Why has Kotak Mahindra Bank stock’s valuation de-rated?

During the last week of February, Kotak Mahindra Bank has raised the rate by 15 basis points (bps) to 7.4% for retail deposits in the highest rate slab of 390 days to less than 23 months. This is the second hike in less than a quarter after having taken the same quantum of hike in December.  (Mint)
During the last week of February, Kotak Mahindra Bank has raised the rate by 15 basis points (bps) to 7.4% for retail deposits in the highest rate slab of 390 days to less than 23 months. This is the second hike in less than a quarter after having taken the same quantum of hike in December. (Mint)

Summary

Rising competitive intensity across business verticals has led to continuous de-rating in Kotak’s valuation over the last two years.

Kotak Mahindra Bank is the latest private sector bank to vindicate the Reserve Bank of India (RBI) governor’s view at the last policy meeting in February that transmission of tightened monetary policy is yet to take place fully. 

It is clear that most banks underestimated the RBI’s resolve to fight inflation with tight monetary policy so far as they had refrained from hiking deposit rates aggressively to maintain profitability. Now, Kotak has joined the bandwagon of banks raising their deposit rates.

During the last week of February, the bank has raised the rate by 15 basis points (bps) to 7.4% for retail deposits in the highest rate slab of 390 days to less than 23 months. One basis point is 0.01%. Notably, this is the second hike in less than a quarter after having taken the same quantum of hike in December. 

Kotak FY23 annual report shows that deposits maturing in 1 year to 3 years category are 1.85 trillion, accounting for almost 50% of the total deposits of 3.63 trillion. The only caveat here is that there could be some overlapping in terms of the interest rates published for a category and maturity pattern classification in the annual report.

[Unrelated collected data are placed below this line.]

PR #1074, opened 2022-02-12
feat(job): validate UnrecoverableError presence

roggervalf:


src/classes/unrecoverable-error.ts
```diff
@@ -0,0 +1,16 @@
+/**
+ * UnrecoverableError
+ *
+ * Error to pass a job to failed even if the attemptsMade
```
manast, line 4: pass -> move

src/classes/job.ts
```diff
@@ -442,8 +443,8 @@ export class Job<
    * @param fetchNext - true when wanting to fetch the next job
    * @returns void
    */
-  async moveToFailed(
-    err: Error,
+  async moveToFailed<E extends Error>(
```
manast, line 446: Will this work for "sandboxed" processors?

src/classes/unrecoverable-error.ts
```diff
@@ -0,0 +1,14 @@
...
+ * are lower than the expected limit.
+ *
+ */
+export class UnrecoverableError extends Error {
+  constructor(message?: string) {
+    super(message);
+    this.name = this.constructor.name;
+    Object.setPrototypeOf(this, new.target.prototype);
```
roggervalf, line 12: base on https://stackoverflow.com/questions/41102060/typescript-extending-error-class

src/classes/job.ts
roggervalf: yes, it will work, I also added a test case for this

manast (approved):
Good job!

While it is difficult to ascertain the precise impact on net interest income as there will be a rate hike on advances too, this does lend credence to the Goldman Sachs report on the banking sector stating that the strong profitability for the financial sector is over.

Furthermore, Kotak’s traditional business verticals are also witnessing a slowdown in growth rates. For example, despite growth in overall average assets under management (AAUM) at 23% and equity AAUM at 32%, Kotak AMC has reported a fall in profit after tax from 150 crore in Q3FY23 to 146 crore in Q3FY24. 

Kotak Securities, the company’s stock broking business, has seen a drop in cash segment volume, leading to a decline in brokerage income to 1,447 crore in FY23 from 1,674 crore in the previous year. Though it has reported a 25% growth net profit in Q3FY24, the pressure on profitability is evident. 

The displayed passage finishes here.